Issue #277, opened 2021-02-26
Allow admins to rename user home directories


yuvipanda:
When a hub switches authentication methods, the users' get a new name. For example, with GitHub my username is `yuvipanda` while with Google it might be `yuvipanda@gmail.com`. Most of our infrastructure doesn't care about usernames, *except* home directories. So while my home directory with GitHub might be at `/export/homes/yuvipanda`, with Google it might be `/export/homes/yuvipanda@gmail.com`. So we need to support renaming users when authentication methods change.

This is a somewhat rare occasion, so we don't need to over-do it. This should also be as self-serve as possible.

My suggestion is that we mount *all* users' home directories at something like `~/shared/admin/homes` for admins, and then admins can do the renaming themselves. This shouldn't be on by default, since an accidental `rm -rf .` on an admin's home directory will wipe out everyone's work

GeorgianaElena:
> My suggestion is that we mount all users' home directories at something like ~/shared/admin/homes for admins, and then admins can do the renaming themselves. This shouldn't be on by default, since an accidental rm -rf . on an admin's home directory will wipe out everyone's work

So the workflow would be something like:
- hub admin decides to switch auth methods
- we switch auth methods for that hub
- we "move" user's home dirs to the new location own by the admins
- admins rename the home dirs

Some questions:
* After the renaming process finishes, do we leave this hub with the users home dirs at `~/shared/admin/homes` or do we move them back to `/export/homes/`? Do we still want/need to give admin access to the user's home dirs?
* If we do decide to mount them back, wouldn't be easier for us to have something like a `username` -> `new-username` map and do the renaming ourselves? (I have no idea if this is something that can be done automatically)
* What if a user logins with using the new auth method before the admin had the chance to  rename their home dir?

yuvipanda:
Hey @GeorgianaElena! This looks good. One thing to think of is that admins might need to change user names incrementally, rather than in one go. If you are switching from Google to GitHub, admins might not know all the GitHub usernames immediately.

So I think we should just mount all user homes to something like `~/shared-readwrite/user-homes`, so they can rename as they need whenever they want. So then the sequence becomes:

1. Mount user home directory under `~/shared-readwrite/user-homes` for *all* admins
2. When auth methods are switched, do the switch + do renames for admins
3. After that, admins have to do renames for their users.

This also enables a few other use cases:

1. Admins can poke around users' home directories to help with other things as well. 
[...]

PR #300, opened 2021-03-12
[WIP] Allow admins to rename user home directories

GeorgianaElena:
I'm not sure at all about this and I would be super grateful if got some help understanding this.

What *I think* the pilot-hubs persistent storage setup looks like:
- there is a nfs server for persistent storage
    - it's running at: `serverIP: nfs-server-01`
- nfs baseShareName is the location on the nfs server where all the home directories are
    - `baseShareName: /export/home-01/homes`
    - each "release" (staging, dask-staging, etc) gets their own volume (`staging-home-nfs`, `dask-staging-home-nfs` etc)
- `baseShareName` is also used to mount this nfs share inside the cluster (is it ???). We're mirroring the file hierarchy of the nfs server inside our cluster.

The way I understood the issue is that we want another "pointer" in our cluster to the location in the nfs server where the home dirs actually are. This pointer has to be somewhere where all the admins have rw access.

What this PR tries to do is to mount the nfs share (where the home dirs are) to a new location inside the cluster (`clusterMountPath`).

P.S. I read the https://docs.datahub.berkeley.edu/en/latest/admins/storage.html which seemed similar with the setup we have here (it's just implemented differently)

Closes https://github.com/2i2c-org/pilot-hubs/issues/277

### DIFF
--- a/hub-templates/base-hub/templates/nfs-share-creater.yaml
+++ b/hub-templates/base-hub/templates/nfs-share-creater.yaml
@@ -27,14 +27,14 @@ spec:
           image: busybox
           env:
             - name: NFS_SHARE_NAME
-              value: "{{ .Values.nfsPVC.nfs.baseShareName }}/{{ .Release.Name }}"
+              value: "{{ .Values.nfsPVC.nfs.clusterMountPath }}/{{ .Release.Name }}"
           command:
             - /bin/sh
             - -c
             - "mkdir -p ${NFS_SHARE_NAME} && chown 1000:1000 ${NFS_SHARE_NAME}"
           volumeMounts:
             - name: home-base
-              mountPath: {{ .Values.nfsPVC.nfs.baseShareName | quote }}
+              mountPath: {{ .Values.nfsPVC.nfs.clusterMountPath | quote }}
       volumes:
         - name: home-base
           nfs:
--- a/hub-templates/base-hub/templates/nfs-share-creater.yaml
+++ b/hub-templates/base-hub/templates/nfs-share-creater.yaml
@@ -27,14 +27,14 @@ spec:
           image: busybox
           env:
             - name: NFS_SHARE_NAME
-              value: "{{ .Values.nfsPVC.nfs.clusterMountPath }}/{{ .Release.Name }}"
+              value: "{{ .Values.nfsPVC.nfs.baseShareName }}/{{ .Release.Name }}"
           command:
             - /bin/sh
             - -c
             - "mkdir -p ${NFS_SHARE_NAME} && chown 1000:1000 ${NFS_SHARE_NAME}"
           volumeMounts:
             - name: home-base
-              mountPath: {{ .Values.nfsPVC.nfs.clusterMountPath | quote }}
+              mountPath: {{ .Values.nfsPVC.nfs.baseShareName | quote }}
       volumes:
         - name: home-base
           nfs:
--- a/hub-templates/base-hub/values.yaml
+++ b/hub-templates/base-hub/values.yaml
@@ -19,6 +19,7 @@ nfsPVC:
   nfs:
     serverIP: nfs-server-01
     baseShareName: /export/home-01/homes
+    clusterMountPath: /home/jovyan/shared-readwrite/user-homes
 
 jupyterhub:
   ingress:
@@ -81,8 +82,10 @@ jupyterhub:
   singleuser:
     admin:
       extraVolumeMounts:
-      - name: home
-        mountPath: /home/jovyan/shared-readwrite
+      - name: homes
+        mountPath: /home/jovyan/shared-readwrite/user-homes
+      - name: public
+        mountPath: /home/jovyan/public
         subPath: _shared
     startTimeout: 600 # 10 mins, because sometimes we have too many new nodes coming up together
     defaultUrl: /tree
@@ -103,8 +106,8 @@ jupyterhub:
         pvcName: home-nfs
         subPath: '{username}'
       extraVolumeMounts:
-      - name: home
-        mountPath: /home/jovyan/shared
+      - name: public
+        mountPath: /home/jovyan/public
         subPath: _shared
         readOnly: true
     memory:
--- a/hub-templates/base-hub/values.yaml
+++ b/hub-templates/base-hub/values.yaml
@@ -82,7 +82,7 @@ jupyterhub:
     admin:
       extraVolumeMounts:
       - name: home
-        mountPath: /home/jovyan/admin-readwrite/user-homes
+        mountPath: /home/jovyan/admin/user-homes
       - name: home
         mountPath: /home/jovyan/shared-readwrite
         subPath: _shared
--- a/hub-templates/base-hub/values.yaml
+++ b/hub-templates/base-hub/values.yaml
@@ -19,7 +19,6 @@ nfsPVC:
   nfs:
     serverIP: nfs-server-01
     baseShareName: /export/home-01/homes
-    clusterMountPath: /home/jovyan/shared-readwrite/user-homes
 
 jupyterhub:
   ingress:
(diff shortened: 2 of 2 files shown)


yuvipanda:
Thanks for opening this, @GeorgianaElena! We don't have many docs on our storage layer, so hopefully this will help.

## NFS Server setup

1. We have 1 NFS Server per cluster, often located at nfs-server-01. This is currently hand configured, but should change.
2. The NFS Server has a [persistent disk](https://cloud.google.com/persistent-disk) mounted specifically for the home directories of users. This makes it independent from rest of the VM, and can be grown / snapshotted differently.
3. This disk is mounted inside the NFS server at `/export/home-01`. You can check this out by sshing into the nfs server (` gcloud compute ssh nfs-server-01 --zone=us-central1-b`) and running `mount` or opening `/etc/fstab`.
4. This disk is then made available via NFS to be mounted by everything in the cluster, via this in `/etc/exports`: `/export/home-01 10.0.0.0/8(all_squash,anonuid=1000,anongid=1000,no_subtree_check,rw,sync)`. `/etc/exports` is an NFS thing, there sohuld be documentation around it in places.

## NFS Client setup

For reach hub, we want to:

1. **Hub directory creation**: Make sure there's a directory created under `/export/home-01` for that hub. So `/export/home-01` is `nfsPVC.nfs.baseShareName` - the base directory under which each hub has a directory.
2. **Hub user mounting**: Mount `/export/home-01/<hub-name>/<username>` for each user pod. This name is dynamically determined as a combination of `nfsPVC.nfs.baseShareName` and the current release name.

### Hub Directory Creation

For (1), we previously automated it with `gcloud` (#119) but now have a better solution with helm hooks (#255).

1. For each deployment, we create [this job](https://github.com/2i2c-org/pilot-hubs/blob/master/hub-templates/base-hub/templates/nfs-share-creater.yaml) via [helm hooks](https://helm.sh/docs/topics/charts_hooks/). It'll be created pre-deploy, run, and cleaned up before deployment proceeds.
2. This job will mount `nfsPVC.nfs.baseShareName`, and make sure the directory for the hub is present there with appropriate permissions. Then it exits.

Ideally, this would only happen once per hub setup - but we don't have a clear way to do that yet.

### Hub user mounting

Now comes the interesting part - actually giving a home directory to each user.

1. For each hub, we create a [PersistentVolumeClaim and PersistentVolume](https://github.com/2i2c-org/pilot-hubs/blob/c4986d52c1f83605683956492c2e3353122478ff/hub-templates/base-hub/templates/nfs-pvc.yaml#L1) that points to the hub directory created for it. This is the kubernetes *Volume* that refers to our actual storage. z2jh then mounts this PersistentVolumeClaim on the pod as a [volume named "home"](https://github.com/jupyterhub/zero-to-jupyterhub-k8s/blob/c86268b174e70e37fd68168450ea8737db3c8f61/jupyterhub/files/hub/jupyterhub_config.py#L277). So this `volume` points to `/exports/home-01/<hub-name>`
2. We can then *mount* (make visible) different parts of this volume in different places for our user. :
   1. [user home directory](https://github.com/2i2c-org/pilot-hubs/blob/master/hub-templates/base-hub/values.yaml#L100). Note the `subPath` - that refers to a *subdirectory* in the volume to mount at that given location. This is special syntax for z2jh - it will now mount into `/home/jovyan` (the mount path) the contents of the path `/exports/home-01/<hub-name>/<username>`, which is exactly what we want. This subpath is created if it doesn't already exist.
   2. The shared directory is mounted at `/home/jovyan/shared` for all users, and it is the contents of `/exports/home-01/<hub-name>/_shared`. The `_shared` is just convention for a username that won't be allowed in most cases (because of the leading underscore) - WHICH IS MOST LIKELY AN INVALID ASSUMPTION AND SHOULD BE CHANGED! not right now though. We use the `readOnly` option to make this particular mount readonly - users can't write to it.
   3. The shared directory is *again* mounted at `/home/jovyan/shared-readwrite` but [just for admins](https://github.com/2i2c-org/pilot-hubs/blob/master/hub-templates/base-hub/values.yaml#L105). This is a feature [we have](https://github.com/2i2c-org/pilot-hubs/blob/master/hub-templates/base-hub/values.yaml#L182) that lets us provide extra config for admin users only. This volumeMount is *not* readonly, so admins can write to it. 

To recap, we have:

1. 1 NFS Server (nfs-server-01)
2. With one disk mounted at `/exports/home-01`.
3. With one directory (share in NFS terminology for this use case) created at `/exports/home-01/<hub-name>` (via [helm hook](https://github.com/2i2c-org/pilot-hubs/blob/master/hub-templates/base-hub/templates/nfs-share-creater.yaml))
4. With one PersistentVolumeClaim (https://github.com/2i2c-org/pilot-hubs/blob/c4986d52c1f83605683956492c2e3353122478ff/hub-templates/base-hub/templates/nfs-pvc.yaml#L1) created for each hub, pointing to `/exports/home-01/<hub-name>`
5. Made available by z2jh as a [volume named "home"](https://github.com/jupyterhub/zero-to-jupyterhub-k8s/blob/c86268b174e70e37fd68168450ea8737db3c8f61/jupyterhub/files/hub/jupyterhub_config.py#L277) for each pod
6. With a `volumeMount` at `/home/jovyan` of the `subPath` of `<username>` in the  volume `home` - so the subdirectory `/exports/home-01/<hub-name>/<user-name>`. This is created if needed.
7. A *readOnly* volumeMount of the same volume, but with a subpath of `_shared` (so directory `/exports/home-01/<hub-name>/_shared`) for all users (https://github.com/2i2c-org/pilot-hubs/blob/c4986d52c1f83605683956492c2e3353122478ff/hub-templates/base-hub/values.yaml#L105)
8. A *readWrite* volumeMount of the same volume, with subpath of `_shared` (so directory `/exports/home-01/<hub-name/_shared`) [just for admins](https://github.com/2i2c-org/pilot-hubs/blob/c4986d52c1f83605683956492c2e3353122478ff/hub-templates/base-hub/values.yaml#L82). So we can *mount the same subdirectory in different places with different options*



For this task, what we want to do is mount `/exports/home-01/<hub-name>` (referenced by the volume `home` in the pod) to `/home/jovyan/shared/user-homes` (or similar paths) just for admins. We can do this similar to how we setup shared-readwrite, just without a subPath.

This is a lot, so I hope it makes sense! This is a lot of stuff! To have a good handle on how this works a little deeper, I'd suggest reading about: NFS, NFS Shares, Mounts and Bind Mounts.

GeorgianaElena:
Thanks A LOT @yuvipanda for making this clear :heart: 

I have mounted the home dirs to `/home/jovyan/admin-readwrite/user-homes` to make it clear that is only visible and modifiable by admins and it's not shared anywhere else. Is this ok?

yuvipanda:
Thanks a lot, @GeorgianaElena! This looks good, but I want us to have a consistent naming scheme for shared stuff before we merge this. See https://github.com/2i2c-org/pilot-hubs/issues/262/

So maybe we can make 'admin' be something that's visible to just admins, and is always readwrite. So we could make this into `admin/user-homes`? And later, we can move `shared-readwrite` to `admin/user-shared` or similar. 

How does that sound?

GeorgianaElena:
> So maybe we can make 'admin' be something that's visible to just admins, and is always readwrite. So we could make this into admin/user-homes? And later (if we so choose), we can move shared-readwrite to admin/user-shared or similar.

I really like this!

choldgraf:
Should we consider this PR blocked until https://github.com/2i2c-org/pilot-hubs/issues/262 is resolved?

yuvipanda:
@choldgraf yep! These conventions are going to stick for a while, so let's get it right. There's no current pressing need.

I'll mark this as a WIP

choldgraf:
Gotcha - I've removed this from our active board, added some tasks to #277, and added that to our projects board 👍

GeorgianaElena:
I will close this PR since it's been opened for a long time and if we decide to pick this up again I believe we should open a new one.
The discussion here (that has turned into docs) is the truly valuable part!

== == ==

> Task directions:
Reproduce exactly the entries above, limited to the lines from the one with "-103,8 +106,8 @@" through the one with "2. The NFS Server", both included.

> Final answer:
@@ -103,8 +106,8 @@ jupyterhub:
         pvcName: home-nfs
         subPath: '{username}'
       extraVolumeMounts:
-      - name: home
-        mountPath: /home/jovyan/shared
+      - name: public
+        mountPath: /home/jovyan/public
         subPath: _shared
         readOnly: true
     memory:
--- a/hub-templates/base-hub/values.yaml
+++ b/hub-templates/base-hub/values.yaml
@@ -82,7 +82,7 @@ jupyterhub:
     admin:
       extraVolumeMounts:
       - name: home
-        mountPath: /home/jovyan/admin-readwrite/user-homes
+        mountPath: /home/jovyan/admin/user-homes
       - name: home
         mountPath: /home/jovyan/shared-readwrite
         subPath: _shared
--- a/hub-templates/base-hub/values.yaml
+++ b/hub-templates/base-hub/values.yaml
@@ -19,7 +19,6 @@ nfsPVC:
   nfs:
     serverIP: nfs-server-01
     baseShareName: /export/home-01/homes
-    clusterMountPath: /home/jovyan/shared-readwrite/user-homes
 
 jupyterhub:
   ingress:
(diff shortened: 2 of 2 files shown)


yuvipanda:
Thanks for opening this, @GeorgianaElena! We don't have many docs on our storage layer, so hopefully this will help.

## NFS Server setup

1. We have 1 NFS Server per cluster, often located at nfs-server-01. This is currently hand configured, but should change.
2. The NFS Server has a [persistent disk](https://cloud.google.com/persistent-disk) mounted specifically for the home directories of users. This makes it independent from rest of the VM, and can be grown / snapshotted differently.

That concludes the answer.